In the study, Schur and UW Medicine colleagues at Harborview Medical Center, used brain scans to compare how appetite centers in the brains of identical twins responded to images of high- and low-calorie foods. The scans, called functional magnetic resonance imagers (fMRI), detect differences in the activity in different brain centers by measuring changes in blood flow
Studies of identical twins have shown that genetics and upbringing play a major role in a person's body weight regulation. In this study, the researchers wanted to determine what role inherited similarities in brain function had on appetite. In the study, the researchers hypothesized that because identical twins have nearly identical genetic inheritance their brain appetite centers would react similarly when the twins were shown the images of high- and low-calorie foods. To test their hypothesis, the researchers enrolled 21 pairs of identical (monozygotic) twins who had been raised together. The twins were first fed a standardized breakfast, and 3.5 hours later they underwent a baseline fMRI brain scan.

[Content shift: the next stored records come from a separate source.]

PR #1316, opened 2024-10-25
MMT-3918: Cleanup legacy group permissions when displaying and submitting ACLs

htranho:
# Overview

### What is the feature?

Legacy group permissions causes issues in graphql when submitting update to ACL

### What is the Solution?

Remove legacy group permissions when displaying and submitting ACLs update.

Editing permissions: Group permission search boxes

# Testing

See test session

### Attachments

See ticket MMT-3918.

# Checklist


dmistry1 (commented):
I see there are two utils where they do the exact same but one checks on `id` and the other checks for `groupId`. You can combine these two by passing the key ('id' or 'groupId') as a parameter into the util.

Also since `items` is an array you can use `.filter()` and avoid `forEach`

```
const removeLegacyPermissions = (groupPermissions, key) => {
  return groupPermissions?.filter(item => !item[key] || validUUID.test(item[key])) || [];
}
```
Then you can call in PermissionForm.jsx using :
`removeLegacyPermissions(permission, 'id')` (For the `id` you are going to have to pull items out of `groups` and pass `items` to the util. 
`removeLegacyPermissions(permission, 'groupId')`

This will reduce code duplication, and using .filter() is more efficient than using .forEach(). With .filter(), we can directly return the resulting array without needing to create and manually populate a new array.

dmistry1 (approved):

mandyparson (approved):

static/src/js/components/PermissionForm/PermissionForm.jsx
```diff
@@ -359,9 +359,15 @@ const PermissionForm = ({ selectedCollectionsPageSize }) => {
       const searchAndOrderGroupPermission = []
       const searchPermission = []
 
+      // Removes invalid group permission items, which has no id and no userType
+      // eslint-disable-next-line max-len
+      const removeInvalidGroupPermissionItems = (groupPermissionItems) => groupPermissionItems?.filter((item) => item.id || item.userType)
```
cgokey, line 364: Add a comment, stating it returns new array with invalid groups removed.

cgokey, line 364: I think you should add a test for this logic as well.

htranho: Done

htranho: Added

static/src/js/components/PermissionForm/__tests__/PermissionForm.test.jsx
```diff
@@ -1468,4 +1468,270 @@ describe('PermissionForm', () => {
       })
     })
   })
+
+  describe('form validation', () => {
+    describe('when invalid group permission', () => {
```
cgokey, line 1473: maybe "when invalid group permission occur" 
(reads a little better)

cgokey (changes requested):
Changes look good, I would just modify the test wording slightly.

static/src/js/components/PermissionForm/__tests__/PermissionForm.test.jsx
htranho: Done

PR #1327, opened 2024-11-26
Mmt 3936: URS Login/Token Refresh Results in Blank Page

mandyparson:
# Overview

### What is the feature?

This ticket does not have reproduction steps and the only thing that I was able to find upon inspect is that this behavior occurs when switching between SIT and either UAT or PROD. Needed a way to keep the page from hanging when a user toggles between the two

### What is the Solution?

It did appear to be an issue with cookies. Added the environment to the MMT_COOKIE label to overcome

List impacted areas.

Anywhere that used MMT_COOKIE

### Reproduction steps

- **Environment for testing: local pointing to SIT and mmt.SIT
- **Collection to test with:none

1. open your localhost in one tab and your SIT on the other on main branch. Notice that they will both start to load up again when you delete all your cookies. 
2.Now do the same when switched onto my branch. You'll notice that when you delete cookies on one side, the other does not automatically load up again. 

### Attachments

None. 
# Checklist


static/src/js/components/TemplateList/__tests__/TemplateList.test.jsx
```diff
@@ -9,7 +9,7 @@ import errorLogger from '@/js/utils/errorLogger'
 import getTemplates from '@/js/utils/getTemplates'
 import deleteTemplate from '@/js/utils/deleteTemplate'
 import NotificationsContext from '@/js/context/NotificationsContext'
-import MMT_COOKIE from '@/js/constants/mmtCookie'
+import MMT_COOKIE from '../../../../../../sharedContstants/mmtCookie'
```
cgokey, line 12: This should use the @/js/constants way of doing things (absolute path) rather than relative paths (../../../ etc)

static/src/js/hooks/useMMTCookie.js
```diff
@@ -1,6 +1,6 @@
 import { useCookies } from 'react-cookie'
 
-import MMT_COOKIE from '../constants/mmtCookie'
+import MMT_COOKIE from '../../../../sharedContstants/mmtCookie'
```
cgokey, line 3: Same here

static/src/js/providers/AuthContextProvider/AuthContextProvider.jsx
```diff
@@ -10,13 +10,13 @@ import { useIdle } from '@uidotdev/usehooks'
...
 import AuthContext from '@/js/context/AuthContext'
 
-import MMT_COOKIE from '@/js/constants/mmtCookie'
-
 import useMMTCookie from '@/js/hooks/useMMTCookie'
 
 import errorLogger from '@/js/utils/errorLogger'
 import refreshToken from '@/js/utils/refreshToken'
 
+import MMT_COOKIE from '../../../../../sharedContstants/mmtCookie'
```
cgokey, line 18: Same here

static/src/js/providers/AuthContextProvider/AuthContextProvider.jsx
```diff
@@ -10,13 +10,13 @@ import { useIdle } from '@uidotdev/usehooks'
...
+
```
cgokey, line 19: Remove extra line

static/src/js/providers/AuthContextProvider/__tests__/AuthContextProvider.test.jsx
```diff
@@ -14,7 +14,7 @@ import refreshToken from '@/js/utils/refreshToken'
 
 import NotificationsContextProvider from '@/js/providers/NotificationsContextProvider/NotificationsContextProvider'
 
-import MMT_COOKIE from '@/js/constants/mmtCookie'
+import MMT_COOKIE from '../../../../../../sharedContstants/mmtCookie'
```
cgokey, line 17: Same here

cgokey (changes requested):
PR looks good.  We should just not use relative paths in imports, so these should be changed back to absolute paths.

htranho (approved):

static/src/js/components/TemplateList/__tests__/TemplateList.test.jsx
```diff
@@ -9,7 +9,7 @@ import errorLogger from '@/js/utils/errorLogger'
 import getTemplates from '@/js/utils/getTemplates'
 import deleteTemplate from '@/js/utils/deleteTemplate'
 import NotificationsContext from '@/js/context/NotificationsContext'
-import MMT_COOKIE from '@/js/constants/mmtCookie'
+import MMT_COOKIE from 'sharedConstants/mmtCookie'
```
cgokey, line 12: does `@/js/constants/mmtCookie` not work ?

mandyparson: Correct. That's only for files within static/src. I had to create a new route.

cgokey (approved):

static/src/js/components/TemplateList/__tests__/TemplateList.test.jsx
mandyparson: This variable was needed for files within serverless/src as well and Matthew said that we need to keep the static/src and serverless/src separate (no shared contestants or utils). To solve this, I needed to cretae a new folder called sharedConstants which is similar to sharedUtils.

PR #1334, opened 2025-01-02
MMT-3960: Resetting millisecond part only when date time is selected.

htranho:
# Overview

### What is the feature?

Millisecond part of date time input should accept input values.

### What is the Solution?

Preserve input values of millisecond part and reset it only when date time value is selected.   

All date time fields.

# Testing

1. Existing temporal extends should be preserved when loaded into the form.
2. Copy and pasted values should be preserved.
3. Selected values from the widget should have the millisecond part set to 0.

### Attachments

N/A

# Checklist

### DIFF
--- a/static/src/js/components/CustomDateTimeWidget/CustomDateTimeWidget.jsx
+++ b/static/src/js/components/CustomDateTimeWidget/CustomDateTimeWidget.jsx
@@ -93,9 +93,10 @@ const CustomDateTimeWidget = ({
   }
 
   const handleChange = (newDate) => {
-    // The picket widget has a bug where it is not setting millis to 0 when selecting a time,
-    // so we need to reset the millisecond part. When the date time string is pasted in or a value
-    // exists, do not reset.
+    // The picker widget has a bug where it is not setting the ms. to 0 when a user selects a time.
+    // We are working around this bug by setting the ms to 0 only if the user selects/chooses
+    // a time from the widget. If they type in a date/time or paste in a date/time should ,
+    // we should not perform this reset as we should keep whatever ms they user enters.
     if (!value && dateInputMethod !== 'typed') newDate.setMilliseconds(0)
     const formattedDateTime = fromZonedTime(newDate, 'GMT').toISOString()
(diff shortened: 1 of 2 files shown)


static/src/js/components/CustomDateTimeWidget/CustomDateTimeWidget.jsx
```diff
@@ -89,14 +93,21 @@ const CustomDateTimeWidget = ({
   }
 
   const handleChange = (newDate) => {
-    // The picket widget has a bug where it is not setting millis to 0 when selecting a time.
-    newDate.setMilliseconds(0)
+    // The picket widget has a bug where it is not setting millis to 0 when selecting a time,
```
cgokey, line 96: typo

static/src/js/components/CustomDateTimeWidget/CustomDateTimeWidget.jsx
```diff
@@ -89,14 +93,21 @@ const CustomDateTimeWidget = ({
...
+    // so we need to reset the millisecond part. When the date time string is pasted in or a value
```
cgokey, line 97: maybe, "the picker widget has a bug where it is not setting the ms. to 0 when a user selects a time.   We are working around this bug by setting the ms to 0 only if the user selects/chooses a time from the widget.   If they type in a date/time or paste in a date/time should , we should not perform this reset as we should keep whatever ms they user enters."

static/src/js/components/CustomDateTimeWidget/CustomDateTimeWidget.jsx
htranho: corrected

static/src/js/components/CustomDateTimeWidget/CustomDateTimeWidget.jsx
htranho: Yes, updated.

mandyparson (approved):

cgokey (approved):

After the first scan, they were fed a filling meal of macaroni and cheese, calibrated to satiate their appetites. The twins then had a second fMRI during which they were shown photographs of non-fattening foods, such as fruits and vegetables, and fattening foods, such as pizza and french fries.
Changes in blood flow measured by the fMRI were used to assess how the activity of key appetite-regulating centers in their brains changed in response to the images. Afterwards, the twins were offered to eat what they would like from a buffet. How much they ate from the buffet was recorded.
At regular intervals during the experiment the twins were asked to rate their feelings of hunger, fullness and satisfaction, using a standardized scale, and blood samples were taken to measure blood glucose levels and levels of regulatory hormones, such as insulin, leptin and ghrelin.
The researchers found the twin pairs gave similar responses when asked to rate their appetite before and after meals, had similar hormonal responses, and even ate similar amounts from the buffet — findings that suggest these responses were influenced by their shared upbringing and genetics. That did not seem to be the case with brain activation in response to the food images, however, when response tended to be greater in the twin with lower blood glucose levels.
The findings suggest that while genetics and upbringing play a big role in how much we weigh and how much we normally eat, our immediate response to food in the environment is driven by our bodies need for nutrition at the time, Schur said. "Just looking at pictures of high-calorie foods when we are hungry strongly engages parts of the brain that motivate us to eat." The study's findings might help explain why eating regular meals helps people keep their weight under control, she said.